◆ Source material:
-=-=-=-=-
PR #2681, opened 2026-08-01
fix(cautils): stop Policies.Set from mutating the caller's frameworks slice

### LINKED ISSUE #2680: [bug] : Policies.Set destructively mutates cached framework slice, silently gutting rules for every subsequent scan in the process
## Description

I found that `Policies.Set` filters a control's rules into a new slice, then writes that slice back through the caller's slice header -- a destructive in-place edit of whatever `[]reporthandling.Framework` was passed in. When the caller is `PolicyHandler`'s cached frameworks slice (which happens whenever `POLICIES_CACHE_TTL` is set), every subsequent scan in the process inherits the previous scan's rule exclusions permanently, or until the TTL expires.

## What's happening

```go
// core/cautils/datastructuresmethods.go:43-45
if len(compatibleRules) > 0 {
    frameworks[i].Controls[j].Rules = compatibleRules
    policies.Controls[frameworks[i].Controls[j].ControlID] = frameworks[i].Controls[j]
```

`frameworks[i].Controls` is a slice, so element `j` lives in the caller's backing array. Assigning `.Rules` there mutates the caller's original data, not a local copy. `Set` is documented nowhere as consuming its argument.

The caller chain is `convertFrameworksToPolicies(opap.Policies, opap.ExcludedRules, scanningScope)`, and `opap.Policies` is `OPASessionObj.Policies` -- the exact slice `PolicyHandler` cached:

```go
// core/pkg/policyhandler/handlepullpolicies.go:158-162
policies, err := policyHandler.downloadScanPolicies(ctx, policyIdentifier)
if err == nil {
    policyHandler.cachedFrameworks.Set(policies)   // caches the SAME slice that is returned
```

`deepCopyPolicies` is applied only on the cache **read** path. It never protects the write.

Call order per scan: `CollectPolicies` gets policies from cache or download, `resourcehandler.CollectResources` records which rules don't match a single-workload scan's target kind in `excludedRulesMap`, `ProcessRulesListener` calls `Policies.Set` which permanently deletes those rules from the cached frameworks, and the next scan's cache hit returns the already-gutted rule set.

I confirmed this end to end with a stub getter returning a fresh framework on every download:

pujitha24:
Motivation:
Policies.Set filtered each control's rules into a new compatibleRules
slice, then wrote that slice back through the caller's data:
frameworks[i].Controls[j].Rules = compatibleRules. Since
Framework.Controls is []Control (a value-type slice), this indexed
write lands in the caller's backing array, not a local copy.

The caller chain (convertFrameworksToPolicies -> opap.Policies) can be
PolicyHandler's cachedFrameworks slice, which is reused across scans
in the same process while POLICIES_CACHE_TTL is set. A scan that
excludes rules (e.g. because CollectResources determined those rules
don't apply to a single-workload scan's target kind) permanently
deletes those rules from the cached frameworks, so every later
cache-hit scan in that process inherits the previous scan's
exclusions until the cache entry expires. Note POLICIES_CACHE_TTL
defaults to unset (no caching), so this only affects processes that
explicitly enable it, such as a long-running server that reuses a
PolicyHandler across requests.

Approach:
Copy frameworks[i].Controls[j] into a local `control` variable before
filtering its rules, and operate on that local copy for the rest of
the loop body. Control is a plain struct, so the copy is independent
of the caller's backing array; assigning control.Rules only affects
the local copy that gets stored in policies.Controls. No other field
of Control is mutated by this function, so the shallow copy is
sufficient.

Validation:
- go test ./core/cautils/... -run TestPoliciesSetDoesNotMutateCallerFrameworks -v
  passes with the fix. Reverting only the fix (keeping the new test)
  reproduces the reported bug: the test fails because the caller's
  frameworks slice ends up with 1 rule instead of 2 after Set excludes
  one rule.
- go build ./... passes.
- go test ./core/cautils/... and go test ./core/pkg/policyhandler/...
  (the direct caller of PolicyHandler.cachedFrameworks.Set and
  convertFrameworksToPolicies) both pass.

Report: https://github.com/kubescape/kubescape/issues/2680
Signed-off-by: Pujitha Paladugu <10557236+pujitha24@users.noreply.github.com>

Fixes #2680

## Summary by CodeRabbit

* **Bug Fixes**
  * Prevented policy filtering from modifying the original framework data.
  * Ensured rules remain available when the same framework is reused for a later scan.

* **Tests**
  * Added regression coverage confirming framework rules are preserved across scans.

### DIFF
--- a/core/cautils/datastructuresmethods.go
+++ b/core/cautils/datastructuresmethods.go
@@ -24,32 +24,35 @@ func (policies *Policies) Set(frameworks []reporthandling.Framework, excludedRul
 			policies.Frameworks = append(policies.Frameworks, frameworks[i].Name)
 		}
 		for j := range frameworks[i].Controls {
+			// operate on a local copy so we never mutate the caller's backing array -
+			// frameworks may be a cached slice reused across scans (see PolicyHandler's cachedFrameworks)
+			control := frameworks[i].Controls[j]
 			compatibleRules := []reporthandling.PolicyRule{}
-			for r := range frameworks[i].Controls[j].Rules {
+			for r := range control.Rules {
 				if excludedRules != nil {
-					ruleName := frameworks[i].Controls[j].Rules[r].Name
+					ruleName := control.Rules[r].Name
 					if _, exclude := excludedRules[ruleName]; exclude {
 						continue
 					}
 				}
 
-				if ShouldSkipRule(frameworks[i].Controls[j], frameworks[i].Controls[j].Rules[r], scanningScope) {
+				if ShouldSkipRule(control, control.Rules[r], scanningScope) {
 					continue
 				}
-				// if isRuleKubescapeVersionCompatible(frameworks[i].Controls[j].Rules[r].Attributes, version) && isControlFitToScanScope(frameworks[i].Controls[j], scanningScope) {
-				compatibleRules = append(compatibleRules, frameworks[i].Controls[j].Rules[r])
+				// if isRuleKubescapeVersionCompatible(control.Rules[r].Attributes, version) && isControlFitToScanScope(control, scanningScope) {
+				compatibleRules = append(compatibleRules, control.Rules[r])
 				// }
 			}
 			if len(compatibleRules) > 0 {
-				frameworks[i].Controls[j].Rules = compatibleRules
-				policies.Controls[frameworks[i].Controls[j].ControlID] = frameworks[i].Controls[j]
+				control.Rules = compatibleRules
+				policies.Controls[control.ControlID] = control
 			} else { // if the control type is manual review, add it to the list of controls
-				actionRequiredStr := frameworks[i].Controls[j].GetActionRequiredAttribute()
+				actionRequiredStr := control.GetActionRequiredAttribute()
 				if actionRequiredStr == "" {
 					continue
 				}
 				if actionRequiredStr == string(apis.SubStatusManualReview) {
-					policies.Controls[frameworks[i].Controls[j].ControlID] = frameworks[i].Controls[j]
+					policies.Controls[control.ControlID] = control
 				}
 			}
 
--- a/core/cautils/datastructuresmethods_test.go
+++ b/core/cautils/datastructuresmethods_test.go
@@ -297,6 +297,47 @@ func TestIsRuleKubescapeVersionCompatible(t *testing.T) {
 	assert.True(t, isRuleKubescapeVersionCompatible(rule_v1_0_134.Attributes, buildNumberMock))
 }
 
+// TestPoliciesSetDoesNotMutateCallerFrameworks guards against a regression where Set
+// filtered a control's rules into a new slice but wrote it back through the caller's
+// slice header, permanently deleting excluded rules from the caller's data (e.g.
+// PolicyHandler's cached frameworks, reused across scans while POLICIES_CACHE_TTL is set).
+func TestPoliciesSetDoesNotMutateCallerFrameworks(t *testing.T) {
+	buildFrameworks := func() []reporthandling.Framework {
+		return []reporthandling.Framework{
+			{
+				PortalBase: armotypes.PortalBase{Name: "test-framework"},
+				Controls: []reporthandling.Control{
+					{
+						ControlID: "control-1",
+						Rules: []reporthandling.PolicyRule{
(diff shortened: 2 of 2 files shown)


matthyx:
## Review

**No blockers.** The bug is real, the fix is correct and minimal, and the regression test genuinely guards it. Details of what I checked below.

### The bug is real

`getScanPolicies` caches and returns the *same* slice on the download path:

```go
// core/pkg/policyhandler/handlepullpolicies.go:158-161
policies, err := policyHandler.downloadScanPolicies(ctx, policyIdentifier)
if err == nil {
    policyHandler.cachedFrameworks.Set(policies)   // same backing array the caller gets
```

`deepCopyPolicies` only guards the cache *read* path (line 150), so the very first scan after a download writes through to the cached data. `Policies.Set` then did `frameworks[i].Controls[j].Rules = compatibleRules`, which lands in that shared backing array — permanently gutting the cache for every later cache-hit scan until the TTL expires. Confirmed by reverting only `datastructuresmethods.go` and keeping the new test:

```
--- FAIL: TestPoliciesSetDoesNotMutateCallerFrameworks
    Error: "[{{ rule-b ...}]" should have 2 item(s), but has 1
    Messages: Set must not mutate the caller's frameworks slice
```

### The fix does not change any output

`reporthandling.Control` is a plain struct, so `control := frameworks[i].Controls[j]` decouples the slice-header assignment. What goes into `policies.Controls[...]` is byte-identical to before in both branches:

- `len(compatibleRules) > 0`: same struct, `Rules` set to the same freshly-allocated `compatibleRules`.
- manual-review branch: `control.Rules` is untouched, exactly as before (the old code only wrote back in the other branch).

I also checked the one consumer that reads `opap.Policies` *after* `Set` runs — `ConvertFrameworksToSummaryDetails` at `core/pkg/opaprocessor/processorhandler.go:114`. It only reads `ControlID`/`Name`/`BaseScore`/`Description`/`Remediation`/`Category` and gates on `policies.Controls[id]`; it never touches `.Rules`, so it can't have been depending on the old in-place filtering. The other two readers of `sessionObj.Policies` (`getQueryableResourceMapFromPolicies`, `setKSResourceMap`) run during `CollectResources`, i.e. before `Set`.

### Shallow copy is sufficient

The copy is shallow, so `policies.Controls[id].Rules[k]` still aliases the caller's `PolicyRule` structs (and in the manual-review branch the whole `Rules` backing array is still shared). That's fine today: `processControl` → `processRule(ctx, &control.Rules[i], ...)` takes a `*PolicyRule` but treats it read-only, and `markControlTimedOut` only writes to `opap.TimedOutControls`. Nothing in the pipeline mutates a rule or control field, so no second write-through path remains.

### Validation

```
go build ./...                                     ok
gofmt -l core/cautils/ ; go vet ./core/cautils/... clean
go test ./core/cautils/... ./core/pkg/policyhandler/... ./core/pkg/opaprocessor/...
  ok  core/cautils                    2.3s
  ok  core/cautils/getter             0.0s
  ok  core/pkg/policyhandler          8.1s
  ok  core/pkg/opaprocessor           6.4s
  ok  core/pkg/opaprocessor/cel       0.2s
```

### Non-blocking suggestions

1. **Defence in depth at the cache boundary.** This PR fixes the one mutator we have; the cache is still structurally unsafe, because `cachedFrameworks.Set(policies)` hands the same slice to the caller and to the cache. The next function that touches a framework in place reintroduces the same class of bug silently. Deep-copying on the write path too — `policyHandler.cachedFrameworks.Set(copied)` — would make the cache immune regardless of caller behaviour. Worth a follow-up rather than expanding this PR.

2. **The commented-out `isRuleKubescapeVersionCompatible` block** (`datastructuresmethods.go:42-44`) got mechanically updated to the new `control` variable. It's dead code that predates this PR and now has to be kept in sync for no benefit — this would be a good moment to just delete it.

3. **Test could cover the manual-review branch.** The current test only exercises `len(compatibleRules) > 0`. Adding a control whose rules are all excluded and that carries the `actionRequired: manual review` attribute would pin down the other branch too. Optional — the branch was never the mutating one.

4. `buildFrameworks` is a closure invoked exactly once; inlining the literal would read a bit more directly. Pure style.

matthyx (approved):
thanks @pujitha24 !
-=-=-=-=-
◆ Problem description: This task calls for each line of the material that contains "original".

◆ Answer area:
`frameworks[i].Controls` is a slice, so element `j` lives in the caller's backing array. Assigning `.Rules` there mutates the caller's original data, not a local copy. `Set` is documented nowhere as consuming its argument.
  * Prevented policy filtering from modifying the original framework data.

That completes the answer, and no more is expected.